Need for proper sheath fluid: Using incompatible buffers (e.g. PBS) risks osmotic shock; for plant cells, using a compatible culture medium as sheath is critical for viability.
Optimization of gating strategies: Especially when relying on autofluorescence (e.g. chlorophyll) or induced fluorescence (e.g. GFP), plus scatter parameters — these may need to be customized depending on cell type and experiment goals.
Throughput limitations: As a gentler sorter, the WOLF G2 trades off some throughput for viability: high-shear droplet sorters may sort faster, but at the expense of cell health. For large-scale sorting, this trade-off must be considered depending on downstream applications.

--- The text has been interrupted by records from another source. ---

PR #457, opened 2022-02-09
new fields for last import

gumaerc:
#### Pre-Flight checklist

- [x] Testing
  - [x] Code is tested
  - [ ] Changes have been manually tested

#### What are the relevant tickets?
Closes https://github.com/mitodl/ocw-to-hugo/issues/456

#### What's this PR do?
This PR brings in several new fields that were added to `ocw-data-parser` in https://github.com/mitodl/ocw-data-parser/pull/165.  It also brings in some fields that we weren't bringing in from instructors to preserve the data for use in future migrations.

#### How should this be manually tested?
 - Read the readme if you've never used `ocw-to-hugo` before and ensure you are set up for S3 access
 - Put the following in `private/courses.json`:
```
{
    "courses": [
        "22-033-nuclear-systems-design-project-fall-2011",
        "18-06-linear-algebra-spring-2010",
        "20-219-becoming-the-next-bill-nye-writing-and-hosting-the-educational-show-january-iap-2015"
    ]
}
```
 - Run `node . -i private/input -o private/output -c private/courses.json --download --rm`
 - Verify that the metadata properties listed in the attached issue are present in the converted course data, with course level metadata properties in `data/course_legacy.json` and video data in video resources under `content/resources` in each course.  Cross reference the values with the parsed json downloaded into `private/input`.

### NOTE
At the moment I am setting this PR as blocked because although https://github.com/mitodl/open-discussions/pull/3502 has merged, a full `backpopulate_ocw_data` will need to be run in `open-discussions` before the parsed JSON in the `open-learning-course-data` bucket will contain the new properties.

PR #491, opened 2022-03-16
Added highlights_text and relevant_content fields in course.json

Wassaf-Shahzad:
#### Pre-Flight checklist

- [x] Testing

Part of issue https://github.com/mitodl/ocw-hugo-projects/issues/141

#### What's this PR do?
It adds relevant fields to course json

Verify the following fields
- related_content
- highlights_text
are parsed into the course.json

### DIFF
--- a/src/data_template_generators.js
+++ b/src/data_template_generators.js
@@ -48,7 +48,9 @@ const generateDataTemplate = (courseData, pathLookup) => ({
   open_learning_library_versions: helpers.getOpenLearningLibraryVersions(
     courseData["open_learning_library_related"]
   ),
-  legacy_uid: helpers.addDashesToUid(courseData["uid"])
+  legacy_uid: helpers.addDashesToUid(courseData["uid"]),
+  highlights_text: courseData["highlights_text"] || "",
+  related_content: courseData["related_content"] || ""
 })
 
 const generateLegacyDataTemplate = (courseData, pathLookup) => {
--- a/src/data_template_generators.js
+++ b/src/data_template_generators.js
@@ -48,7 +48,7 @@ const generateDataTemplate = (courseData, pathLookup) => ({
   open_learning_library_versions: helpers.getOpenLearningLibraryVersions(
     courseData["open_learning_library_related"]
   ),
-  legacy_uid: helpers.addDashesToUid(courseData["uid"]),
+  legacy_uid:      helpers.addDashesToUid(courseData["uid"]),
   highlights_text: courseData["highlights_text"] || "",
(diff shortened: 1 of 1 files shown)


pdpinch:
and a nit: can you change the PR title and the commit message to say something more about what fields are added?

Wassaf-Shahzad:
FYI,
The following fields are added in this PR/
- highlights_text
- relevant_content
So that legacy courses with these fields could be imported to ocw-studio

src/data_template_generators.js
```diff
@@ -48,7 +48,9 @@ const generateDataTemplate = (courseData, pathLookup) => ({
   open_learning_library_versions: helpers.getOpenLearningLibraryVersions(
     courseData["open_learning_library_related"]
   ),
-  legacy_uid: helpers.addDashesToUid(courseData["uid"])
+  legacy_uid:      helpers.addDashesToUid(courseData["uid"]),
+  highlights_text: courseData["highlights_text"] || "",
```
gumaerc, line 52: Can we also make these changes to `generateLegacyDataTemplate`?  For some history on this:

Initially the `import_ocw_course_sites` management command in `ocw-studio` parsed the same `course.json` data template that's used by `ocw-hugo-themes` to actually render courses, but we had to change this Once we started handling thils like instructors by UUID reference.  Since `ocw-to-hugo` is the original source of truth for courses in studio, the full instructor data needed to be written out for the purposes of import, but we wanted the `course.json` files to match the schema that `ocw-studio` uses exactly so we didn't have to do any special casing in the theme.  Therefore, we ended up with two versions of the course data template, one just called `course.json` and another called `course_legacy.json`.  The `course_legacy.json` file should mirror `course.json`, except for data like instructors and the course images all of the properties are included, not just the UUID.  I hope this makes sense, p/ease ask if you need clarification on anything.

gumaerc (changes requested):
This looks good, but we need to make the change in both data templates:

src/data_template_generators.js
Wassaf-Shahzad: @gumaerc 
I believe you already added these fields in the following PR
https://github.com/mitodl/ocw-to-hugo/pull/457/files#diff-19c6012e03f2a690ce54a5eb8e83d6fd6635c8674f93f08fbe7da54e573f05bc

gumaerc (approved):
:+1:

src/data_template_generators.js
Wassaf-Shahzad: No problem.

The WOLF G2 Cell Sorter represents a meaningful step forward in bringing the power of flow cytometry and cell sorting to the more fragile world of plant cells and microalgae. By combining microfluidic gentleness, low-pressure sorting, sterile disposable cartridges, and multi-color fluorescence capabilities, it enables researchers to isolate viable, functional plant cells for regeneration, transformation, single-cell analyses, and beyond.
For plant biologists, breeders, and biotechnologists aiming to accelerate breeding cycles, perform gene editing, or explore novel algae-based workflows — the WOLF G2 offers a practical, effective, and cost effective tool.